**ACTIVITY:** Lines below containing the word "lightclient" should be copied out.

**AVAILABLE DATA:**

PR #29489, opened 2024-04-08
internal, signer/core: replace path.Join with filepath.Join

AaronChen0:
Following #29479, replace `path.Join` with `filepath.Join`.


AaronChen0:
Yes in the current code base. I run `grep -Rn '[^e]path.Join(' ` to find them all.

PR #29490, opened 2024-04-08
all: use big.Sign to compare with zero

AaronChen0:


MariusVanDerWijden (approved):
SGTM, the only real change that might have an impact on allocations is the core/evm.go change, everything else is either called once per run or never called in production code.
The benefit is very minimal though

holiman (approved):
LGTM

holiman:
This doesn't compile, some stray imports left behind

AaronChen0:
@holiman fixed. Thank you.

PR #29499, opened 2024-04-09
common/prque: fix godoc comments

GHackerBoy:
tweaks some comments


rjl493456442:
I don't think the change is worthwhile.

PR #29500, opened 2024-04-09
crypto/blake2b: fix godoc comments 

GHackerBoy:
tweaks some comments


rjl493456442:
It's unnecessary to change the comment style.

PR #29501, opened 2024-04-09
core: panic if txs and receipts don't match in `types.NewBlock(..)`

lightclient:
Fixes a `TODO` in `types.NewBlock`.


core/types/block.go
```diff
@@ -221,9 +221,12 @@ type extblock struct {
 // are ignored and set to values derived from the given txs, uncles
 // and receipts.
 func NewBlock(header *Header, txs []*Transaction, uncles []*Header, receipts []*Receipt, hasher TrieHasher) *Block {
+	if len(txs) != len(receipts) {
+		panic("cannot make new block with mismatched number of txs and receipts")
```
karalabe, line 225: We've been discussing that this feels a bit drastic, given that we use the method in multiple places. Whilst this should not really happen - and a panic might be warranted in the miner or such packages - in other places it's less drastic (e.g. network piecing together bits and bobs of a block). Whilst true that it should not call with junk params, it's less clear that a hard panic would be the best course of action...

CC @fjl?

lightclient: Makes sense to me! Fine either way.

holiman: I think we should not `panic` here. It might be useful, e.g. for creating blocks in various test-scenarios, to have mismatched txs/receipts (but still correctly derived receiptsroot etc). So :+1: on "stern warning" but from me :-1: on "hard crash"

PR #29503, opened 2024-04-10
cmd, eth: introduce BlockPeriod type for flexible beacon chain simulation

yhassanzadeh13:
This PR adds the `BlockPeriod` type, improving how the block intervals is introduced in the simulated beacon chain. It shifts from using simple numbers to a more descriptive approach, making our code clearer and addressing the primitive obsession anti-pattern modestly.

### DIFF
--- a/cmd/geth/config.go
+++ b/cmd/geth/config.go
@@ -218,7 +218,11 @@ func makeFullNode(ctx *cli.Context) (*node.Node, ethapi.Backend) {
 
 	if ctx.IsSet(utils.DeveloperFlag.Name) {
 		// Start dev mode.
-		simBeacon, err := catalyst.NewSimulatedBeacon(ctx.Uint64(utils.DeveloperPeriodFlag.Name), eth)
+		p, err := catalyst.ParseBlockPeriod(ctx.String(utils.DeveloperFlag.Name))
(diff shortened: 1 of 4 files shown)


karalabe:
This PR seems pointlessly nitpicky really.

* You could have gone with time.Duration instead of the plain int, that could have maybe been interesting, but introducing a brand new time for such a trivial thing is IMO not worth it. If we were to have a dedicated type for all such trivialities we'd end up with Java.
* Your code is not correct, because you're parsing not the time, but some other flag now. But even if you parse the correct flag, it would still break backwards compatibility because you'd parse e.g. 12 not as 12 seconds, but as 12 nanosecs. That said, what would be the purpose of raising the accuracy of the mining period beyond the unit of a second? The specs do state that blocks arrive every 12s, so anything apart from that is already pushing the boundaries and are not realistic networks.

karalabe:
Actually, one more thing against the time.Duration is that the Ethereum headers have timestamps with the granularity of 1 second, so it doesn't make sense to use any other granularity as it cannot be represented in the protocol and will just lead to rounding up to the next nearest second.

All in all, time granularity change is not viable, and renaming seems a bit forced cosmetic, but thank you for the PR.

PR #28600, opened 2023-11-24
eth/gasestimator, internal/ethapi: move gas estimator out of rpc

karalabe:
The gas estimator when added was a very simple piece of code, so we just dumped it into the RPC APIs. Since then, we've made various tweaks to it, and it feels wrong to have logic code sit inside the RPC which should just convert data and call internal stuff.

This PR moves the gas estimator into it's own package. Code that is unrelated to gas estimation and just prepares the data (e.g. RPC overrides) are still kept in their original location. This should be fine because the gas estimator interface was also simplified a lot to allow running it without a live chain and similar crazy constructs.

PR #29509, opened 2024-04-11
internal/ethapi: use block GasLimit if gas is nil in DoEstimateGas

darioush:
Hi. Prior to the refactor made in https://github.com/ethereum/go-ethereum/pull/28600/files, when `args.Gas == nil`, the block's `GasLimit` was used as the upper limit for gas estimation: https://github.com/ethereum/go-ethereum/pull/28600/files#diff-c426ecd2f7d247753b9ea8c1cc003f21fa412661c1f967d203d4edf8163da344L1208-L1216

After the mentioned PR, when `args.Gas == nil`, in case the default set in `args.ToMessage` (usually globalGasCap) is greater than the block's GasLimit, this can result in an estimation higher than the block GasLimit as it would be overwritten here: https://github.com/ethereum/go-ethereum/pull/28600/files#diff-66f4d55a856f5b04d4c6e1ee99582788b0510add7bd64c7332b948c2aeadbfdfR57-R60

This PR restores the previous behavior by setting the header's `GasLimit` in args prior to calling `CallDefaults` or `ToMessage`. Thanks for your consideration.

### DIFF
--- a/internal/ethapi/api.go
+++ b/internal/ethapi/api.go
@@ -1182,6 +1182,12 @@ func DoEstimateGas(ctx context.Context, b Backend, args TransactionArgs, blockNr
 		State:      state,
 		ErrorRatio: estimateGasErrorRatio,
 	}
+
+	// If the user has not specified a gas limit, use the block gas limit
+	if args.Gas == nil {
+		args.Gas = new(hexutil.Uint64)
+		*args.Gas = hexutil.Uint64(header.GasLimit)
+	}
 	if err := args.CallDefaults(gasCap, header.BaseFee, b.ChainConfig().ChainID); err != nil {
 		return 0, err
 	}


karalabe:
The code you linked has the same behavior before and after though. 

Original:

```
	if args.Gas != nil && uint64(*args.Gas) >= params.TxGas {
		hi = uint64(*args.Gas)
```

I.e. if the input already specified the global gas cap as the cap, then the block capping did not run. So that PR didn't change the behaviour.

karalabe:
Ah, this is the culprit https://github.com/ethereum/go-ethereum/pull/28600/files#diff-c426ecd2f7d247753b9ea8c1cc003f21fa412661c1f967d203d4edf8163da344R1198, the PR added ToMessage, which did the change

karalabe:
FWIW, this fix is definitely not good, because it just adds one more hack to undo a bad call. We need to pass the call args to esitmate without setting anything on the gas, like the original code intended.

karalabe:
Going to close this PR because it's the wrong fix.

**YOUR SOLUTION:**
lightclient:
lightclient: Makes sense to me! Fine either way.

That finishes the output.